> TASK OBJECTIVE:
The answer must consist of every line in the data that contains "needs".

Stored items

Content starts

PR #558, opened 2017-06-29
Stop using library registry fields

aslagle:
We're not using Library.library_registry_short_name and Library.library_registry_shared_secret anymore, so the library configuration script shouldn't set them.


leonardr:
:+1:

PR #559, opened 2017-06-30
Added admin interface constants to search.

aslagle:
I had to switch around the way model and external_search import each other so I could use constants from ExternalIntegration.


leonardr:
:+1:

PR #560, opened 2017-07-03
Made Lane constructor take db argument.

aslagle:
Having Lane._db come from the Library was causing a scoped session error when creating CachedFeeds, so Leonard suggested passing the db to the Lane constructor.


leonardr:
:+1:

Content ends
Content starts

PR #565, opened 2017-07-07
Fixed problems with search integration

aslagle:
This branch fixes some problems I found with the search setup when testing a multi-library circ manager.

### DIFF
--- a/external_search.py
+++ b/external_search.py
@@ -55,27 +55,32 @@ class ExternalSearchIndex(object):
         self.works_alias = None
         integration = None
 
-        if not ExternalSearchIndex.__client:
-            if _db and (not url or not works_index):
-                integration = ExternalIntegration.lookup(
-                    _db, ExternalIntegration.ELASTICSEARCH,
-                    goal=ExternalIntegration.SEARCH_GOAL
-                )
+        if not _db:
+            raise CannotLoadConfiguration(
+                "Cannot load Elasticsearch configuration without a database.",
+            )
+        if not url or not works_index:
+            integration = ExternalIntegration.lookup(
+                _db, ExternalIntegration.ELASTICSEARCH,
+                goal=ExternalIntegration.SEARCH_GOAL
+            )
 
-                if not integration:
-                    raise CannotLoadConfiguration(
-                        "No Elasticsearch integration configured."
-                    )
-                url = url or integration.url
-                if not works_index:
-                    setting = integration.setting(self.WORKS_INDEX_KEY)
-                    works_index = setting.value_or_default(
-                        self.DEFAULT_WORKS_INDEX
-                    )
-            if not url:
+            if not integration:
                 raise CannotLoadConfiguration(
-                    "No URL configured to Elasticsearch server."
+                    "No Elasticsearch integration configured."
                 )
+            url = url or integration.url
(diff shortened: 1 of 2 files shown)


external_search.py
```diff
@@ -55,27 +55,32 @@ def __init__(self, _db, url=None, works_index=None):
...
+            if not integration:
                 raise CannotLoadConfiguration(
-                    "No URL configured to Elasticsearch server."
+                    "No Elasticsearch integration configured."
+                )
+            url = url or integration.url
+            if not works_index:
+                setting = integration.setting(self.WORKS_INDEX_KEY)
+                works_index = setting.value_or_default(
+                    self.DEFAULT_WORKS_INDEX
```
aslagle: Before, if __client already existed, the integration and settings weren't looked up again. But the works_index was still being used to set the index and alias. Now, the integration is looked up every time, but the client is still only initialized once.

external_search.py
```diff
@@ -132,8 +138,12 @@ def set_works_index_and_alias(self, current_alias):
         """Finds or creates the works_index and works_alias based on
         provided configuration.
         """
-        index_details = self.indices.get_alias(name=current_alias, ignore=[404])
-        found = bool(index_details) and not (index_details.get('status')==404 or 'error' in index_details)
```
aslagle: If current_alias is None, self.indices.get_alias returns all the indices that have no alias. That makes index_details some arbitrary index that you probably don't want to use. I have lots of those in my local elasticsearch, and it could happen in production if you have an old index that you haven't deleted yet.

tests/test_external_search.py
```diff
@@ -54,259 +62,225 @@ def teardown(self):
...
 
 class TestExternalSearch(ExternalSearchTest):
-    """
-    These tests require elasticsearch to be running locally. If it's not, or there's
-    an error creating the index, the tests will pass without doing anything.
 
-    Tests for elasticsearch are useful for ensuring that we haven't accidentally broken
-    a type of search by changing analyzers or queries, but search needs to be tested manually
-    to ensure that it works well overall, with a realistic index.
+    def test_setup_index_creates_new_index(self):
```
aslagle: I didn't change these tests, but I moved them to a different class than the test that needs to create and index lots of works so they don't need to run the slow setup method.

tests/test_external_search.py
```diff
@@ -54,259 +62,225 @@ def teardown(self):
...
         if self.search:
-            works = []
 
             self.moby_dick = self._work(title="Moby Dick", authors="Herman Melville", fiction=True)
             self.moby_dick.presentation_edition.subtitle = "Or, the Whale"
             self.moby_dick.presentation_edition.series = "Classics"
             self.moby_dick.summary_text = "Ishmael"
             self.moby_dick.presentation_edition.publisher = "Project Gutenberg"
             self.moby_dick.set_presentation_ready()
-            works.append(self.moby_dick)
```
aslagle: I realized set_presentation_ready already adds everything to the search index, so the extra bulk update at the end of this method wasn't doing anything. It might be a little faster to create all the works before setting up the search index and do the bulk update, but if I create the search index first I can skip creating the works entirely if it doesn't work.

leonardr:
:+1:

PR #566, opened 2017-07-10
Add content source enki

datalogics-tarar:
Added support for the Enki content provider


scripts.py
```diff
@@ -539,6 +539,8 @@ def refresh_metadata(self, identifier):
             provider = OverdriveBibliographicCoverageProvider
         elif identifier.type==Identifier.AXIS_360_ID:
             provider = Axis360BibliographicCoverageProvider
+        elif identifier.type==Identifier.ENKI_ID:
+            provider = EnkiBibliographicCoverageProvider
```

Content ends
Content starts

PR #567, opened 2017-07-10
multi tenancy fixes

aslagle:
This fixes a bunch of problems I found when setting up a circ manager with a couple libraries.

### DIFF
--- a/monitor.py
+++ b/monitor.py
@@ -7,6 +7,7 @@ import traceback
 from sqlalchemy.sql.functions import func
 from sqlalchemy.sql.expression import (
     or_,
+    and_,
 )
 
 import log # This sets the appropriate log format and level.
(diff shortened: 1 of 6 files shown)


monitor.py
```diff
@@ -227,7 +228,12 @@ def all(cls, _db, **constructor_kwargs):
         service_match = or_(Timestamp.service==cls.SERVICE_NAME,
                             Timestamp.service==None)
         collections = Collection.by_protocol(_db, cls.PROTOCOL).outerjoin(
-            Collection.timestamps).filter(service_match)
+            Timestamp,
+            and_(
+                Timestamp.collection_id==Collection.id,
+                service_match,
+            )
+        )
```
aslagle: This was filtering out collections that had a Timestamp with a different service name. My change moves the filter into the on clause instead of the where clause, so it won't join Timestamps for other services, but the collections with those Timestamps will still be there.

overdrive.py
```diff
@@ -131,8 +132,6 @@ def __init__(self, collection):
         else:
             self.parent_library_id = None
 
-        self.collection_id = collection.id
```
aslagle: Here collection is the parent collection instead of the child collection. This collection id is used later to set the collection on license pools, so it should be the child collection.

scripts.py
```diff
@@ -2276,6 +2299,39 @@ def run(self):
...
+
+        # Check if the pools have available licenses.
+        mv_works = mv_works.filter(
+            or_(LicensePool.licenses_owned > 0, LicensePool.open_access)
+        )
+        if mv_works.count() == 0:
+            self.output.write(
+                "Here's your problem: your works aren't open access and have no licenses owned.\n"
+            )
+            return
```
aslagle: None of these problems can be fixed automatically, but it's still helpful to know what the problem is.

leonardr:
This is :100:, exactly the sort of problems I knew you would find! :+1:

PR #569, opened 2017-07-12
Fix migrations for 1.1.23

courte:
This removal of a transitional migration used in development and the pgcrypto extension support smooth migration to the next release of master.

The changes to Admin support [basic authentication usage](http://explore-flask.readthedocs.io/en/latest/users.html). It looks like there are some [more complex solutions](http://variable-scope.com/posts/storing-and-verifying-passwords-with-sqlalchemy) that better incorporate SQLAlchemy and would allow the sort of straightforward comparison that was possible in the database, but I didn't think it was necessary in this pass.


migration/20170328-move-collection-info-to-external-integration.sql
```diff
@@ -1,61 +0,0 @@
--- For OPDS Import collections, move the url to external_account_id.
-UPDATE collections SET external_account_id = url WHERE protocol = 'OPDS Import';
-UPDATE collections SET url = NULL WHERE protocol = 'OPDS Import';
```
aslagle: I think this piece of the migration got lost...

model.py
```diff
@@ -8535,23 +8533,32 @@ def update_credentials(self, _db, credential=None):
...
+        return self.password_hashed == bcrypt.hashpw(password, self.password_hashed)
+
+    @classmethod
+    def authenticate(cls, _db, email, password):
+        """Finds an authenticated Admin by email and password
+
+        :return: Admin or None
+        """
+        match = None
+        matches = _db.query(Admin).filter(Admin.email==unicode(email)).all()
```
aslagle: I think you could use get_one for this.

Content ends

> RESPONSE FOR THIS EXERCISE:
-    a type of search by changing analyzers or queries, but search needs to be tested manually
aslagle: I didn't change these tests, but I moved them to a different class than the test that needs to create and index lots of works so they don't need to run the slow setup method.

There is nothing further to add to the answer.